More and more phishers are hacking legitimate Websites, reports say

May 21, 2008 | 09:00 AM

By Kelly Jackson Higgins
DarkReading

Researchers have witnessed a growing trend in phishers hacking into legitimate Websites to host their phishing exploits, enabling them to keep their attacks alive longer.

In a blog post today, F-Secure’s Sean Sullivan noted a series of so-called ‘hack-and-pier’ phishing exploits that had been reported to phishing clearinghouse PhishTank.

“Instead of setting up their own sites, we're seeing more and more evidence of phishing from hacked sites; legitimate sites that are unknowingly hosting phishing,” Sullivan blogged. “And then the site cannot simply be pulled offline without collateral damage to the legitimate business. So the Website's administrator must be contacted to repair the damage.”

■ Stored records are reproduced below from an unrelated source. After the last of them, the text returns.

Issue #1738, opened 2019-09-17
Kibana: set xpack.security.encryptionKey


jordansissel:
[Per the docs:](https://www.elastic.co/guide/en/kibana/7.3/security-settings-kb.html)

> By default, a value is automatically generated in memory. If you use that default behavior, all sessions are invalidated when Kibana restarts. 

The unspoken note here is that with 2 or more instances, each Kibana will generate its own key. This causes all kibana instances to reject eachother's login cookies.

The user experience when this happens goes like this:
* Visit kibana, receive login prompt.
* Login correctly
* Get redirected to whatever landing page is appropriate
* Get a 403/redirected back to the login prompt because your 2nd request actually went to a different Kibana which rejected the previous Kibana instance's session cookie, insisting that you need to login.

To resolve this, set xpack.security.encryptionKey the same on all Kibana instances.

Recommend ECK sets this value for the Kibana resource.

PR #2278, opened 2019-12-17
Ensure Kibana encryption key is specified

anyasabo:
Fixes https://github.com/elastic/cloud-on-k8s/issues/1738

Reads the existing Kibana config secret (if any) and re-uses that, otherwise we generate a new encryption key.

I tested and it does not seem to break our current guidance of using a secure settings secret. Kibana seems a lot looser than Elasticsearch in this regard. So users following the current standard should be able to upgrade seamlessly (though with a restart since the config changed). We should add something to the release notes mentioning it is not necessary.


pkg/controller/kibana/config/settings.go
```diff
@@ -15,10 +15,20 @@ import (
...
+	"k8s.io/apimachinery/pkg/types"
+	"k8s.io/apimachinery/pkg/util/rand"
+	logf "sigs.k8s.io/controller-runtime/pkg/log"
 )
 
 // Kibana configuration settings file
-const SettingsFilename = "kibana.yml"
+const (
+	SettingsFilename = "kibana.yml"
+	name             = "kibana-config"
```
sebgl: took me some time this is used for logging 😄 
I think I would either hardcode it in `logf.Log.WithName(name)` or try to find a more explicit name for the const?

pkg/controller/kibana/config/settings.go
```diff
@@ -42,7 +54,11 @@ func NewConfigSettings(client k8s.Client, kb kbv1.Kibana, versionSpecificCfg *se
 	kibanaTLSCfg := settings.MustCanonicalConfig(kibanaTLSSettings(kb))
 
 	if !kb.RequiresAssociation() {
-		if err := cfg.MergeWith(versionSpecificCfg, kibanaTLSCfg, userSettings); err != nil {
+		if err := cfg.MergeWith(
```
sebgl: Can the following happen?
1. user sets some `foo:bar` setting in their Kibana manifest
2. that setting is now part of the secret
3. they remove it from their Kibana manifest
4. we still inherit it because we merge from the existing secret

pkg/controller/kibana/config/settings.go
```diff
@@ -73,12 +90,38 @@ func NewConfigSettings(client k8s.Client, kb kbv1.Kibana, versionSpecificCfg *se
...
+}
+
 func baseSettings(kb kbv1.Kibana) map[string]interface{} {
 	return map[string]interface{}{
 		ServerName:         kb.Name,
 		ServerHost:         "0",
 		ElasticSearchHosts: []string{kb.AssociationConf().GetURL()},
 		XpackMonitoringUiContainerElasticsearchEnabled: true,
+		// this will get overriden if one already exists or is specified by the user
+		XpackSecurityEncryptionKey: rand.String(64),
```
sebgl: Based on what you said in the PR top post , I would also add something like:
`// if the user specifies one in secure settings, we still generate one in the Kibana configuration file, but the secure settings one takes precedence`

anyasabo: It's actually not clear to me which one takes precedence -- from what I could see there's no way to introspect what encryption key it decides to use, but I could definitely be missing it. I was able to verify that it didn't error out at least and did use _an_ encryption key.

What I meant is that it doesn't get overridden even if they just put it in spec. I'll add a test for that case though

pkg/controller/kibana/config/settings.go
anyasabo: Yes, but that seems okay? Deleting the secret will work to re-generate the secret with a new encryption key, so there at least is a way to do that if that is the goal.

pkg/controller/kibana/config/settings.go
anyasabo: Ah I see in other places we just hardcode it as you suggested, I think the first example I looked at had this pattern so mimicked that. It looks like it is about 50/50 which we do.

pkg/controller/kibana/config/settings.go
sebgl: What I meant was this also apply to any other settings.
If I set:

```yaml
kind: Kibana
metadata:
  name: kibana-sample
spec:
  version: 7.5.0
  count: 1
  elasticsearchRef:
    name: "elasticsearch-sample"
  config:
    logging.verbose: true # temporarily enable verbose logging
```

Then 1 hour later once I'm done with looking at Kibana logs I remove my extra config and apply that yaml:

```yaml
kind: Kibana
metadata:
  name: kibana-sample
spec:
  version: 7.5.0
  count: 1
  elasticsearchRef:
    name: "elasticsearch-sample"
```

I think the code would still merge the new empty user-provided config with the current config which does have `logging.verbose: true` and that's not what I would expect.

Please correct me if I'm wrong, I may be misreading the way we do the config merge.

pkg/controller/kibana/config/settings.go
sebgl: I think we need to make sure if the user sets an encryption key in their secure settings, that's the one that will be used and not our randomly generated one. We may need to inspect the secure settings content?

pkg/controller/kibana/config/settings.go
david-kow: Seems like we have two setting types: for some we want to always flow from the resource (like `logging.verbose`) and apply our default to it and for others we want to persist whatever was generated the first time (like the `xpack.security.encryptionKey`).

Should we just get the specific settings that we know should be persisted from the secret?

pkg/controller/kibana/config/settings.go
```diff
@@ -73,12 +87,38 @@ func NewConfigSettings(client k8s.Client, kb kbv1.Kibana, versionSpecificCfg *se
...
 }
 
+// getExistingConfig retrieves the canonical config for a given Kibana, if one exists
+func getExistingConfig(client k8s.Client, kb kbv1.Kibana) *settings.CanonicalConfig {
+	var secret corev1.Secret
+	err := client.Get(types.NamespacedName{Name: SecretName(kb), Namespace: kb.Namespace}, &secret)
+	if err != nil && apierrors.IsNotFound(err) {
+		log.V(1).Info("Kibana config secret does not exist", "kibana_namespace", kb.Namespace, "kibana_name", kb.Name)
+		return nil
+	} else if err != nil && !apierrors.IsNotFound(err) {
```
david-kow: nit: second condition is not required here (unless for readability).

pkg/controller/kibana/config/settings.go
anyasabo: Ah that's a good point and a big miss on my part Seb, good catch.

>Should we just get the specific settings that we know should be persisted from the secret?

I think this makes sense.

pkg/controller/kibana/config/settings.go
anyasabo: Let me see if I can find out which takes precedence. If the secure setting does not take precedence we may want to do that for all values defined there.

anyasabo:
Confirmed via experimentation and conversations with the Kibana team that the priority order for settings is CLI > secure settings > yaml. For example, a user specifying a secure setting as currently recommended overrides whatever we set in the kibana.yml. So we should be good there as is.

I will think about how to solve the issue with not overwriting the config even when we want to (probably by only extracting specific keys from the existing config) and update the PR.

anyasabo:
This is ready for another look please

pkg/controller/kibana/config/settings.go
```diff
@@ -73,12 +89,57 @@ func NewConfigSettings(client k8s.Client, kb kbv1.Kibana, versionSpecificCfg *se
 	return CanonicalConfig{cfg}, nil
 }
 
+// getExistingConfig retrieves the canonical config for a given Kibana, if one exists
+func getExistingConfig(client k8s.Client, kb kbv1.Kibana) *settings.CanonicalConfig {
+	var secret corev1.Secret
+	err := client.Get(types.NamespacedName{Name: SecretName(kb), Namespace: kb.Namespace}, &secret)
+	if err != nil && apierrors.IsNotFound(err) {
+		log.V(1).Info("Kibana config secret does not exist", "kibana_namespace", kb.Namespace, "kibana_name", kb.Name)
```
thbkrkr: Nit: just use `"namespace"` for the key because that's what we've mainly done so far.

```sh
> grep -r Info | grep -o '"[a-z_]*"' | sort | uniq -c | sort -n | grep namespace
      1 "namespaces"
      3 "owner_namespace"
     58 "namespace"
```

pkg/controller/common/settings/canonical_config.go
```diff
@@ -62,14 +62,24 @@ func MustCanonicalConfig(cfg interface{}) *CanonicalConfig {
...
 // Convenience constructor, will panic in the unlikely event of errors.
 func MustNewSingleValue(k string, v string) *CanonicalConfig {
-	cfg := fromConfig(ucfg.New())
+	cfg := NewCanonicalConfig()
 	err := cfg.asUCfg().SetString(k, -1, v, Options...)
 	if err != nil {
 		panic(err)
 	}
 	return cfg
 }
```
sebgl: Looks like `MustNewSingleValue ` can now just be a call to `NewSingleValue` + panic on error?

pkg/controller/kibana/config/settings.go
```diff
@@ -73,12 +89,57 @@ func NewConfigSettings(client k8s.Client, kb kbv1.Kibana, versionSpecificCfg *se
...
+// getExistingConfig retrieves the canonical config for a given Kibana, if one exists
+func getExistingConfig(client k8s.Client, kb kbv1.Kibana) *settings.CanonicalConfig {
+	var secret corev1.Secret
+	err := client.Get(types.NamespacedName{Name: SecretName(kb), Namespace: kb.Namespace}, &secret)
+	if err != nil && apierrors.IsNotFound(err) {
+		log.V(1).Info("Kibana config secret does not exist", "namespace", kb.Namespace, "kibana_name", kb.Name)
+		return nil
+	} else if err != nil {
+		log.Error(err, "Error retrieving kibana config secret", "namespace", kb.Namespace, "kibana_name", kb.Name)
+		return nil
```
sebgl: I would expect we return the error here. Otherwise it means a failing `Get` call here (network reason or whatever) could end up with a successful `Update` later, and unexpected settings.

pkg/controller/kibana/config/settings.go
```diff
@@ -73,12 +89,57 @@ func NewConfigSettings(client k8s.Client, kb kbv1.Kibana, versionSpecificCfg *se
...
+	rawCfg, exists := secret.Data[SettingsFilename]
+	if !exists {
+		log.Error(nil, "No kibana config file in secret", "namespace", secret.Namespace, "secret_name", secret.Name, "key", SettingsFilename)
+		return nil
+	}
+	cfg, err := settings.ParseConfig(rawCfg)
+	if err != nil {
+		log.Error(err, "Error parsing existing kibana config in secret", "namespace", secret.Namespace, "secret_name", secret.Name, "key", SettingsFilename)
+		return nil
+	}
```
sebgl: If we end up erroring out above, we might also error out on those 2.

pkg/controller/kibana/config/settings.go
anyasabo: Hmmm that makes sense. I'll change it to return an error here and exit the reconcile loop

Phishers increasingly have been using legitimate sites to host their attacks. According to MarkMonitor, only a small percentage of phishing sites today are created with purchased domain names or hosting. “A study we did in late 2007 showed that over 80 percent of phishing sites were hacked legitimate sites or free Webhosting sites,” says John LaCour, director of anti-phishing for MarkMonitor. (See Phishers Enlist Google 'Dorks'.)

Traditionally, a phisher would register a bogus URL that looked a lot like the real thing, but was a letter or two off, such as “paypol” rather than “paypal,” or a more obscure URL that was less likely to get flagged. But those URLs can be easy to spot and shut down, so phishers have been moving to legit Websites as a way to extend the life of their exploits.

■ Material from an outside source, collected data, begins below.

PR #2290, opened 2019-12-18
Enable debug log level on the operator for E2E tests

sebgl:
This should make it easier to debug failing E2E tests if the operator
gives us a bit more logs.

### DIFF
--- a/config/e2e/global_operator.yaml
+++ b/config/e2e/global_operator.yaml
@@ -166,7 +166,7 @@ spec:
       - image: {{ .OperatorImage }}
         imagePullPolicy: IfNotPresent
         name: manager
-        args: ["manager", "--operator-roles", "global,webhook"]
+        args: ["manager", "--operator-roles", "global,webhook", "--log-verbosity=1"]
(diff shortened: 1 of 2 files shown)


charith-elastic:
Should we do this on a case-by-case basis (by making it configurable). This change would also affect matrix jobs like the stack versions job where the logs are already very large and hard to parse.

sebgl:
Oh you're right @charith-elastic I did not think about it.

Now that we have tgz archives updated by Jenkins with the full logs I'm wondering whether we should remove the operator logs entirely from the Jenkins job output?
If we need the logs, we can look into the tgz archive. WDYT?

charith-elastic:
I wasn't thinking clearly. This change would only change the operator log level -- which doesn't get captured by Jenkins anyway. It should be fine to go ahead with this PR. Sorry!

sebgl:
@charith-elastic oh you're right we're only grabbing the tests logs + k8s events, not the operator logs.
I wasn't thinking clearly either 😄

PR #2292, opened 2019-12-18
Update operator config doc

charith-elastic:
- Document how to correctly specify duration values and environment variables
- Sort flags and simplify the table

[Preview](http://cloud-on-k8s_2292.docs-preview.app.elstc.co/guide/en/cloud-on-k8s/master/k8s-operator-config.html)

### DIFF
--- a/docs/operator-config.asciidoc
+++ b/docs/operator-config.asciidoc
@@ -9,7 +9,7 @@ endif::[]
 ECK can be configured using either command line flags or environment variables.
 
 
-[width="100%",valign="middle",halign="center",cols="~m,~m,d",options="header"]
+[width="100%",cols=".^35m,.^25m,.^40d",options="header"]
 |===
 |Flag |Default|Description
 |auto-port-forward |false |Enables automatic port forwarding to allow running the operator outside the cluster. For dev use only as it exposes k8s resources on ephemeral ports to localhost.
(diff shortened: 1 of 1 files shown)


anyasabo:
I wonder if we should increase the width, I notice that the new version wraps for instance localhost even on my big ol monitor

in this pr
Screen Shot 2019-12-18 at 3 41 31 PM


current
Screen Shot 2019-12-18 at 3 37 48 PM

In general I'm a fan of switching to the monospaced font for the defaults

docs/operator-config.asciidoc
```diff
@@ -6,53 +6,56 @@ endif::[]
...
+|ms | Milliseconds
+|s  | Seconds
+|m  | Minutes
+|h  | Hours
+|===
 
-and change the following lines from:
 
-[source,yaml]
+Edit the operator deployment to change any of the flag values. For example, to enable `DEBUG` level logs, the operator needs to be restarted with the `--enable-debug-logs` flag set to `true`. This can be done as follows:
```
anyasabo: I think we can clarify that it just needs to be edited and then the sset controller will handle restarting

charith-elastic:
> I wonder if we should increase the width, I notice that the new version wraps for instance localhost even on my big ol monitor

I tried a bunch of things but I think the custom CSS in our docs site does not fully implement all the Asciidoctor table formatting rules. Apart from the entry for `localhost:6060`, everything else looks OK though. If you feel strongly about it, I think the only solution is to revert back to non-monospaced fonts.

PR #2295, opened 2019-12-18
Update kind setup

graphaelli:


hack/kind/kind.sh
```diff
@@ -86,17 +86,18 @@ function setup_kind_cluster() {
...
   # Create Kind cluster
-  if ! (kind create cluster --name=${CLUSTER_NAME} ${config_opts} --loglevel "${KIND_LOG_LEVEL}" --retain --image "${NODE_IMAGE}"); then
+  if ! (kind ${KIND_LOGGING} create cluster --name=${CLUSTER_NAME} ${config_opts} --retain --image "${NODE_IMAGE}"); then
     echo "Could not setup Kind environment. Something wrong with Kind setup."
     exit 1
   fi
 
-  KUBECONFIG="$(kind get kubeconfig-path --name="${CLUSTER_NAME}")"
-  export KUBECONFIG
+  # persist kubeconfig for reliabililty in following kubectl commands
```
anyasabo: does the path change or what is the issue with the original variable? it's not clear to me what is unreliable about it

graphaelli: good point. `kind` sets the default context when creating a cluster so if not running kind elswhere in parallel, these `kubectl` commands would just work without this `kubeconfig`.  If that's not something to worry about we can remove this altogether.

anyasabo: ah got it thank you. I'm not sure when we'll be doing that but I haven't worked with it much so it's definitely possible I'm missing something obvious.

graphaelli:
Thanks for reviewing - just a reminder that I'm not authorized to merge so please go ahead if you're ok with these changes.

PR #4352, opened 2021-03-16
E2E local: run test script from within e2e cmd

### LINKED ISSUE #4332: e2e local mode starts cleaning resources before the start of the tests
When running E2E tests with `--local`, the resources cleanup begins before the tests start. Indeed, in normal mode, the last `runTestJob` step is blocking and the program waits for its end before executing the cleanup. In local mode, there is no blocking step and the cleanup is performed in the process. One particular downside is that it removes the newly created SCC.

pebrc:
This is to ensure any cleanup functions run after the test script has terminated and not before it has started running.

Fixes #4332


thbkrkr (commented):
Almost LGTM but `CTRL+C` doesn't stop the local script. I think it's important to keep this behaviour.

test/e2e/cmd/run/run.go
```diff
@@ -459,6 +461,26 @@ func (h *helper) deployTestSecrets() error {
 	)
 }
 
+func (h *helper) runTestScript() error {
+	log.Info("Running local test script", "timeout", h.testTimeout.String())
+	ctx, cancelFunc := context.WithTimeout(context.Background(), h.testTimeout)
+	defer cancelFunc()
+	cmd := exec.Command("test/e2e/run.sh", "-run", os.Getenv("TESTS_MATCH"), "-args", "-testContextPath", h.testContextOutPath) // nolint:gosec
```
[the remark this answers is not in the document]
charith-elastic: To provide some context on that, the Go convention is to not have any spaces on machine-readable comments. See the last sentence of https://golangci-lint.run/usage/false-positives/

thbkrkr:
Almost good.  CTRL+C works well.

2 little things:
- We can delete the call of the run.sh script present in the Makefile.
- If I don't have a `.env` file, it fails with `test/e2e/run.sh: ligne 15: GO_TAGS : variable sans liaison` because previously we set `GO_TAGS` with `E2E_TAGS`.

https://github.com/elastic/cloud-on-k8s/blob/671905f88ccc14d4388262439ab366b2b48e0c51/Makefile#L481

pebrc:
@thbkrkr good catch the last [merge from master](https://github.com/elastic/cloud-on-k8s/pull/4352/commits/6fc6bf7c2156c35d6d46a24c5b75286f259e82ca) reintroduced the `run.sh` invocation and the somehow also removed the environment variable. I probably messed up a merge conflict resolution.

test/e2e/cmd/run/run.go
```diff
@@ -459,7 +462,41 @@ func (h *helper) deployTestSecrets() error {
...
+			select {
+			case s := <-sigs:
+				log.Info("caught Unix signal", "signal", s)
+				cancelFunc()
+			case <-ctx.Done():
+				// exec.Command's support for contexts does not allow sending sigkill to the whole process group
+				// so we are doing it manually here. Go sets the process group to PID and kill on Linux and BSD supports
+				// sending signals to the whole process group if number passed to kill is negative see `man 2 kill`
+				err := syscall.Kill(-cmd.Process.Pid, syscall.SIGKILL)
+				log.Info("test cancelled", "kill_error", err)
```
thbkrkr, line 491:
```suggestion
				log.Info("Test cancelled", "kill_error", err)
```

test/e2e/cmd/run/run.go
```diff
@@ -459,7 +462,41 @@ func (h *helper) deployTestSecrets() error {
...
+	// listen to Unix signals to handle user abort
+	sigs := make(chan os.Signal, 1)
+	signal.Notify(sigs, syscall.SIGINT, syscall.SIGTERM)
+
+	go func() {
+	DONE:
+		for {
+			select {
+			case s := <-sigs:
+				log.Info("caught Unix signal", "signal", s)
```
thbkrkr, line 484:
```suggestion
				log.Info("Caught Unix signal", "signal", s)
```

thbkrkr (approved):
LGTM

Nit: All log info existing message start with an uppercase except the two you added.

F-Secure’s Sullivan pointed to two recent hack-and-pier attacks that were reported to PhishTank, one on PayPal’s Website, and another on BBC Sales & Service Ltd. PayPal had a phishing pier hidden in its /administrator/ folder, and BBCSales had one in its /includes/ folder.

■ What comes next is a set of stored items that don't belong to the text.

PR #4356, opened 2021-03-17
E2E fix errors in monitoring setup

pebrc:
* Incorrect placement of `privileged` attribute in OCP
* Missing nodes privilege for Filebeat (new in a recent version of Filebeat?)
* Broken APM config for the operator

### DIFF
--- a/config/e2e/helm-operator-under-test.yaml
+++ b/config/e2e/helm-operator-under-test.yaml
@@ -20,6 +20,7 @@ podAnnotations:
 tracing:
   enabled: true
   config:
+    ELASTIC_APM_SERVER_URL: null
     ELASTIC_APM_SERVER_CERT: "/mnt/elastic/apm.crt"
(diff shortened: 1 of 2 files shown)


config/e2e/helm-operator-under-test.yaml
```diff
@@ -20,6 +20,7 @@ podAnnotations:
 tracing:
   enabled: true
   config:
+    ELASTIC_APM_SERVER_URL: null
```
pebrc, line 23: We have ha default of localhost in `values.yaml` that takes precedence otherwise.

charith-elastic: Yes, that make sense. It was only added to the values.yaml to act as an example of how to set different tracing related environment variables.

charith-elastic (approved):
LGTM

pebrc:
Jenkins test this please

PR #4357, opened 2021-03-17
Clean up unused dependencies

thbkrkr:
While running `hack/operatorhub/main.go`, I noticed that we had unused dependencies in its `go.sum`. So I ran `go mod tidy` wherever there is a `go.sum`.


thbkrkr:
jenkins test this please

thbkrkr:
I didn't read it carefully. These are zip sums of modules updated by 'go mod download'.

PR #4358, opened 2021-03-18
Add E2E namespace to diagnostic dump

charith-elastic:
Include the E2E namespace in the diagnostic bundle created at the end of a test run. 

The E2E namespace contains the monitoring deployment and the E2E test job itself. It is sometimes useful to see the status of those components when debugging a test failure.


thbkrkr (approved):
LGTM

Issue #4334, opened 2021-03-10
Missing SYS_CHROOT capability for Elasticsearch on OCP >=4.6 


thbkrkr:
To increase security, the `NET_RAW` and `SYS_CHROOT` capabilities are no longer available in the default list of CRI-O capabilities and this impacts OpenShift from version `4.6`.

So, if you deploy Elasticsearch on OCP `4.6`, **in the default namespace**, its pods will be in the `CrashLoopBackOff` status because of this error:

```
> k logs test-es-master-0 
chroot: cannot change root directory to '/': Operation not permitted
```

A quick solution to this problem is to add the necessary capacity directly to the container:

```yaml
apiVersion: elasticsearch.k8s.elastic.co/v1
kind: Elasticsearch
metadata:
  name: test
spec:
  version: 7.11.1
  nodeSets:
  - name: master
    count: 1
    podTemplate:
      spec:
        containers:
        - name: elasticsearch
          securityContext:
            capabilities:
              add: ["SYS_CHROOT"] 
```

Another approach consists to give the namespace the missing capability using a security context.

~I think it's annoying enough to deserve a note in the 'Deploy ECK on OpenShift' [documentation](https://www.elastic.co/guide/en/cloud-on-k8s/master/k8s-openshift-deploy-elasticsearch.html)?~

When following the [Deploy ECK on OpenShift documentation](https://www.elastic.co/guide/en/cloud-on-k8s/master/k8s-openshift-deploy-the-operator.html) which asks to create a new project `oc new-project elastic`, there is no need to add this capability because new projects get more permissions.

It is visible by looking at the template used to create projects: `oc adm create-bootstrap-project-template -o yaml > template.yaml`.

thbkrkr:
Additional question: why does it work out of the box in our E2E tests?

alaudazzi:
@thbkrkr 

> I think it's annoying enough to deserve a note in the 'Deploy ECK on OpenShift' documentation?

Sorry, I'm not sure I understand what you mean here.

thbkrkr:
@alaudazzi I mean that this new setting required to run Elasticsearch on OCP> = 4.6 should surely be documented as it is difficult to find out on your own.

alaudazzi:
@thbkrkr Here is a proposal for the note to be added to [Deploy an Elasticsearch instance with a route](https://www.elastic.co/guide/en/cloud-on-k8s/master/k8s-openshift-deploy-elasticsearch.html):

[...]

PR #4359, opened 2021-03-18
Add a note on missing capabilities for OCP >=4.6

alaudazzi:
This updates the page Deploy an [Elasticsearch instance with a route](https://www.elastic.co/guide/en/cloud-on-k8s/master/k8s-openshift-deploy-elasticsearch.html) with a note on capabilities no longer available with OPC 4.6. 

Fixes: #4334

### DIFF
--- a/docs/advanced-topics/openshift.asciidoc
+++ b/docs/advanced-topics/openshift.asciidoc
@@ -101,6 +101,16 @@ spec:
 EOF
 ----
 
+On OpenShift 4.6, `NET_RAW` and `SYS_CHROOT` are no longer available in the default list of CRI-O capabilities. When you deploy Elasticsearch on OpenShift 4.6, to avoid having your pods in `CrashLoopBackOff` status, you can add the necessary capabilities directly to the container:
+ 
+[source,shell]
+----
+- name: elasticsearch
+  securityContext:
+    capabilities:
+     add: ["SYS_CHROOT"]
+----
+
 [id="{p}-openshift-es-plugins"]
 === Elasticsearch plugins
 


thbkrkr:
Thank you for taking care of this.

I'm a little worried that the quickstart experience may be degraded if the user deploys the quickstart and then reads the note.
The snippet can also be confusing (`name` is a field of `containers` but also of `nodeSets`).

So, having said that, seeing what it gives live, I wonder if it might not be better to directly update the example of manifest with a comment. We could also comment the whole section but I imagine using the lastest OCP versions (4.6 or 4.7) is a pretty common use case. 

That would give that:
```diff
diff --git a/docs/advanced-topics/openshift.asciidoc b/docs/advanced-topics/openshift.asciidoc
index 5286a624..e1022f5d 100644
--- a/docs/advanced-topics/openshift.asciidoc
+++ b/docs/advanced-topics/openshift.asciidoc
@@ -85,6 +85,14 @@ spec:
     count: 1
     config:
       node.store.allow_mmap: false
+    # required from OpenShift 4.6 as `NET_RAW` and `SYS_CHROOT` are no longer available in the default list of CRI-O capabilities
+    podTemplate:
+      spec:
+        containers:
+        - name: elasticsearch
+          securityContext:
+            capabilities:
+              add: ["SYS_CHROOT"]
 ---
```

barkbay (commented):
I just did a quick test following the [current documentation](https://www.elastic.co/guide/en/cloud-on-k8s/master/k8s-openshift-deploy-the-operator.html) on a brand new Openshift 4.6 cluster. Everything seems to be working as expected:

```
> oc version                                                                                                                                                                      
Client Version: 4.6.3
Server Version: 4.6.1
Kubernetes Version: v1.19.0+d59ce34

> oc get es,pods                                                                                                                                                                  
NAME                                                              HEALTH   NODES   VERSION   PHASE   AGE
elasticsearch.elasticsearch.k8s.elastic.co/elasticsearch-sample   green    1       7.11.2    Ready   74s

NAME                                    READY   STATUS    RESTARTS   AGE
pod/elasticsearch-sample-es-default-0   1/1     Running   0          73s
```

Do we know if this modification is necessary in all cases?

thbkrkr:
> Do we know if this modification is necessary in all cases?

This is necessary on the 4.7 that I have on hand but I may have tweaked it a bit for other purposes (debugging e2e tests). I will check again with fresh clusters.

thbkrkr:
After executing `oc new-project elastic`, it works well on OCP 4.6 and 4.7 without adding `SYS_CHROOT` capability.

thbkrkr:
Closing because deploying in the `default` namespace shouldn't be the nominal case.
If the existing documentation is followed, it works well.
Sorry for the noise.

thbkrkr:
When following the [Deploy ECK on OpenShift doc](https://www.elastic.co/guide/en/cloud-on-k8s/master/k8s-openshift-deploy-the-operator.html) which asks to create a new project `oc new-project elastic`, there is no need to add this capability because new projects get more permissions.

It is visible by looking at the template used to create projects: `oc adm create-bootstrap-project-template -o yaml > template.yaml`.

The big problem, of course, is that most Websites carry vulnerabilities, and phishers are quick to exploit them. “There is a virtually unlimited number of vulnerable Websites on the Internet,” says MarkMonitor’s LaCour. And they’re susceptible to password cracking, remote file inclusion attacks, and malicious file uploads, he says.

David Ulevitch, founder of PhishTank and OpenDNS, says hack-and-pier phishing is really nothing new. “It's always been much easier for a phisher to compromise a site and put up a phishing page rather than try to use a fraudulent credit card and register a domain and go through all the hassle,” he says.

F-Secure's Sullivan said in an interview that his firm in the past has seen many examples of hacked legit sites for phishing and other cybercrime uses. "It is a growing trend," he says. "Like any other technique, practice makes perfect."

Meanwhile, as long as there are vulnerable Websites, hack-and-pier phishing isn’t going anywhere. “Until the Website’s vulnerabilities are resolved, the phishers will just continue to hack and pier,” F-Secure’s Sullivan wrote.